> [Data for this task]:
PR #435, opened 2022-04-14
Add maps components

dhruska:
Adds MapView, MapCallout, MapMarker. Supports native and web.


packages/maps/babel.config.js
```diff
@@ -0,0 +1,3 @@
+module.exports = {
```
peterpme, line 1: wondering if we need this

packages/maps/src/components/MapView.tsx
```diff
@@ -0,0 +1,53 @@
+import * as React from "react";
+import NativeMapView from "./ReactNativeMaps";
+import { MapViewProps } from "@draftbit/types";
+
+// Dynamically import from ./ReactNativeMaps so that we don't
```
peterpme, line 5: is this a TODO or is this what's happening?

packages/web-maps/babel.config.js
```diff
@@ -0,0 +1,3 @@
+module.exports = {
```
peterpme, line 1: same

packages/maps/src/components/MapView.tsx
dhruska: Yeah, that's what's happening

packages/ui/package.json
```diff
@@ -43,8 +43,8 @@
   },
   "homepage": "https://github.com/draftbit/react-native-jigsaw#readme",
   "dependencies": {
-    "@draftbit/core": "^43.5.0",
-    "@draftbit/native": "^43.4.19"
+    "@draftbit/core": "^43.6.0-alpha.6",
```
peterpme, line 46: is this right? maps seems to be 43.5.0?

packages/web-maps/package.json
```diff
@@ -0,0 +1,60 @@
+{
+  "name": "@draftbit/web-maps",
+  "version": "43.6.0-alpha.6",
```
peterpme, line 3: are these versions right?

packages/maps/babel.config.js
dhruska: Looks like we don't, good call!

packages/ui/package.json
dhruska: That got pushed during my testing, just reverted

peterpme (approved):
* * *
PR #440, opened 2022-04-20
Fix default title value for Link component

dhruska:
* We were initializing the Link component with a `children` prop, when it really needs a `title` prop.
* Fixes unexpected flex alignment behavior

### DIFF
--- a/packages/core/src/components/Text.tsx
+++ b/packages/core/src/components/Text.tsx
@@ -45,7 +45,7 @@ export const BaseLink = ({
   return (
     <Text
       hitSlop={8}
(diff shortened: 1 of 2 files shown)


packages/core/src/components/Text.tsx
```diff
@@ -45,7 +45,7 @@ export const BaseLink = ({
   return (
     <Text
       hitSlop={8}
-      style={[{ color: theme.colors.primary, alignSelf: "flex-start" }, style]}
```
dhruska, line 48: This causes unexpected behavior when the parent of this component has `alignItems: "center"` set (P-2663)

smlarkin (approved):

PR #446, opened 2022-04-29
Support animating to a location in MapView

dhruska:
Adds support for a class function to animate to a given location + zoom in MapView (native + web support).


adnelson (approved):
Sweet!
--
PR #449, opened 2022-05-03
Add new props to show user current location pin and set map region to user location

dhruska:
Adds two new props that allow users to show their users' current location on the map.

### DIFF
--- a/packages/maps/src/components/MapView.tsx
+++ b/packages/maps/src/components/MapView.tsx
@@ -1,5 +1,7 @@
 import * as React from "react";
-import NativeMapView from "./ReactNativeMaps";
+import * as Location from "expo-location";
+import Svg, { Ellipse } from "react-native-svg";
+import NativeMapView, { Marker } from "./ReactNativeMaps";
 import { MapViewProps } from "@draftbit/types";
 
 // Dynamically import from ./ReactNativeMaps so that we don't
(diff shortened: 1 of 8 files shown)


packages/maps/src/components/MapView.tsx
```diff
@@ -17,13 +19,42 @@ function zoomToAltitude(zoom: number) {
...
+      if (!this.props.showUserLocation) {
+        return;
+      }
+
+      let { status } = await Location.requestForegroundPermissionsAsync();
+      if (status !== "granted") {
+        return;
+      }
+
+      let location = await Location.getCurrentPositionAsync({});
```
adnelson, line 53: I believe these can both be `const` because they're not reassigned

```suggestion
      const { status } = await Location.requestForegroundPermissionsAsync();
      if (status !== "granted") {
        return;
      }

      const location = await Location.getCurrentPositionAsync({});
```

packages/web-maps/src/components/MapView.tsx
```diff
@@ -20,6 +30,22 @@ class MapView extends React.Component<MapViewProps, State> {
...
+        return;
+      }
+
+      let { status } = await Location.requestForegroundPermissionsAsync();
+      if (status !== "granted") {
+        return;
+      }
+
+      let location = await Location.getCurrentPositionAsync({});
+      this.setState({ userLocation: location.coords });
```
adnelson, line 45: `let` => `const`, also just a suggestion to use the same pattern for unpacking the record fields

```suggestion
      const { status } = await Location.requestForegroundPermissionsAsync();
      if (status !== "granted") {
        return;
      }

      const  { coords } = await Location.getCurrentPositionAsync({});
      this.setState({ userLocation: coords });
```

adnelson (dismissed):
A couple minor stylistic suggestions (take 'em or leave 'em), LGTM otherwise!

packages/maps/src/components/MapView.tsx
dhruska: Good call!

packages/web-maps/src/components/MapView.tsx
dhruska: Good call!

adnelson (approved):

> [Exercise directions]:
For each line above that includes "ReactNativeMaps", make a copy.

> [Exercise solution]:
+import NativeMapView from "./ReactNativeMaps";
+// Dynamically import from ./ReactNativeMaps so that we don't
-import NativeMapView from "./ReactNativeMaps";
+import NativeMapView, { Marker } from "./ReactNativeMaps";
 // Dynamically import from ./ReactNativeMaps so that we don't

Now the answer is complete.